Arian Kamali, Managing Director and CEO of LAMURE Clinic tells us that many clients will have tried multiple products before finding the right solution for them; something he has experienced himself, until he began using the Exo-Grow Collection from Dermapen. “I’ve been using Exo-Grow myself since early January and started posting my results on social media -now everyone’s asking me what I’ve been using. The shampoo is easy to use, has a lovely smell and leaves a great texture.” Arian also explains that offering the shampoo as a free add-on is a chance for clients to get to grips with it and see that it’s a normal shampoo with “so much science under the surface”.

Meanwhile, Kieran recommends scalp stimulation as a great option for managing hair loss, explaining:

“Regular scalp massages with a nourishing oil, like our En-Root Scalp Oil, help increase blood flow and support hair growth.” This works by exfoliating dead skin, soothing irritation and energising hair follicles, thanks to ingredients

such as rosemary leaf extract and peppermint oil. Plus, scalp massages can be performed by anyone in the team, proving a simple way to enhance your appointments.

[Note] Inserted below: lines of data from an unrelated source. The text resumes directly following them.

PR #415, opened 2023-02-21
changed the days checked from 300 to 30 and added a basic overview

Nimzr:
Changed the number of days that the script checks from 300 to 30 and added a basic readme in preparation of requesting it to be added to Instant Observability.


rogercoll (approved):
LGTM

PR #417, opened 2023-03-13
chore(deps): bump net package version

rogercoll:


build/Dockerfile
```diff
@@ -9,4 +9,6 @@ COPY tools /app/tools
 
 COPY go.mod go.sum Makefile /app/
 
+ENV GOFLAGS="-buildvcs=false"
```
rubenruizdegauna, line 12: is this necessary ☝️ ?  (just ensuring is not a leftover from local)

rogercoll: Yes, is the same issue that happened with the agent a few weeks ago: https://github.com/newrelic/nri-flex/actions/runs/4404183693/jobs/7713478560#step:4:184

rogercoll: Goreleaser fails with new Go container image due VCS and project's name. (we need to bump GoReleaser version too)

rubenruizdegauna (approved):
LGTM 🔥

PR #421, opened 2023-03-24
NR-100933 chore: upgrade to Go 1.20

DavSanchez:
- NR-100933 chore: upgrade to Go 1.20
- chore: upgrade GHA workflows


rogercoll (approved):
LGTM

PR #422, opened 2023-04-06
feat:add single flex integration metric example

ismahernandez:
Adding an example file to show how a single metric coming out of a file can be defined using the Flex integration.
In the example, it reads the temperature of the cpu. (It depends on the system where this temp is to be found at)


Kav91 (approved):
LGTM

PR #429, opened 2023-05-24
feat: add sqlite db driver

Kav91:
Adds SQLite DB driver.

Note this functionality does not effect any core supported features.


Kav91:
Given this works identical to our existing DB driver feature and is simply a drop-in, as well as still being classed as experimental. Will merge this to master as there are no direct support related impacts or potential impact to any existing supported features.

PR #441, opened 2023-07-25
ci/use goreleaser github action

DavSanchez:
- ci: use goreleaser action instead of make target


DavSanchez:
This was relatively straight forward, but the make target makes easy to run this locally, and it will be cumbersome to maintain both options (the one not linked to the CI would probably lag behind and cause trouble when used). We prefer to leave the make target and run it as is from the CI.

Closing.

PR #447, opened 2023-09-20
Linux: Informix onstat utility usage

andrew-lozoya:
Demonstrates the usage of the IBM® Informix onstat utility


andrew-lozoya:
image005

Conducted a valid test in a lab and with the customer, and found that onstat was somewhat challenging because flex was not accepting raw integers as value captures. This illustrates how to utilize regex to extract integers from wrapped string output.

rubenruizdegauna (approved):
LGTM

PR #462, opened 2024-02-14
Bump SDK to 3.8.2 and allow TempDir

alvarocabanas:
- Bump SDK to 3.8.2 and allow TempDir modification for caches
- Adapt newMetricSet add namespace Attributes

### DIFF
--- a/internal/outputs/infra.go
+++ b/internal/outputs/infra.go
@@ -76,5 +76,8 @@ func createStorer() (persist.Storer, error) {
 	if os.Getenv("VERBOSE") == "true" || os.Getenv("VERBOSE") == "1" {
 		fmt.Fprintf(os.Stderr, "custom storer name: %s and TTL: %s\n", storerName, ttl)
 	}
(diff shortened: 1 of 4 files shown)


internal/outputs/infra.go
```diff
@@ -76,5 +76,8 @@ func createStorer() (persist.Storer, error) {
 	if os.Getenv("VERBOSE") == "true" || os.Getenv("VERBOSE") == "1" {
 		fmt.Fprintf(os.Stderr, "custom storer name: %s and TTL: %s\n", storerName, ttl)
 	}
-	return persist.NewFileStore(persist.DefaultPath(storerName), load.Logrus, ttl)
+
+	tempDir := os.Getenv("TEMP_DIR")
```
rogercoll, line 80: If TEMP_DIR is undefined, will it use the old default storer path?

rogercoll (approved):
LGTM

internal/outputs/infra.go
alvarocabanas: Yes, if it's undefined the call to  TmpPath will call to DefaultPath.

PR #463, opened 2024-02-26
Added support for SAP Sybase Database.

miransar:


Kav91 (approved):
LGTM
Given this works identical to our existing DB driver feature and is simply a drop-in, as well as still being classed as experimental. Will merge this to master as there are no direct support related impacts or potential impact to any existing supported features.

Errol praises the results generated by GLOWWA HAIR FOOD – a supplement which contains Biotin, B12, and Zinc, which work together to promote natural growth. “It’s not about quick fixes, it’s about making sure your hair’s got what it needs long-term,” he says.

Supporting clients with hair loss goes beyond the barbershop; there’s also a wide range of targeted aftercare products. For example, Mark recommends Nioxin’s Anti-Hair Loss Serum: “It contains Sandalore, which follicles love the smell of. Sandalore sends follicles into a frenzy, helping to stimulate hair growth.”

Depending on your client’s mindset, hair replacement systems provide another alternative. “This is a great option for irreversible hair loss without surgery – plus, the full service can be completed in just 2 hours,” notes Rob. “We deliver training for those who want to provide this service to their clients and be part of our growing network of salons and barbershops.”

While there’s no one-size-fits-all approach to managing hair loss, there are plenty of options; by signposting your clients to the best places to find help, staying up to date and offering a range of services, you can provide real, meaningful support to your clients.

CALECIM, DENSE, GLOWWA, NIOXIN, CENTRED.

MYTH BUSTING

There are plenty of myths surrounding hair loss, which is why it's important to clear up some of the common misconceptions:

1. Hereditary Hair Loss

Mike says: “A common myth is that you follow your maternal grandfather with male hair loss, but genes from both parents can contribute.” Dr Sharon Wong expands on this: “Whilst one of the main balding genes does lie on the X chromosome and is therefore passed onto men via their mothers, there are over 200 genetic factors that contribute to the overall risk for balding and these come from both sides of the family.”

2. Wearing Hats

Kieran says: “I’ve heard clients discussing that wearing hats too often causes baldness. This is a myth; genetics, hormones and scalp health are the causes. However, a tight hat that causes friction or pulls on hair over time could contribute to breakage – but it won't make you go bald.”

3. Washing too often

Mark says: “The myth about not washing your hair too often as you will wash all of the natural oils out of your hair is absolute rubbish. Modern shampoos contain humectants that take moisture out of the air and put it into your hair, so frequent washing is not a problem.”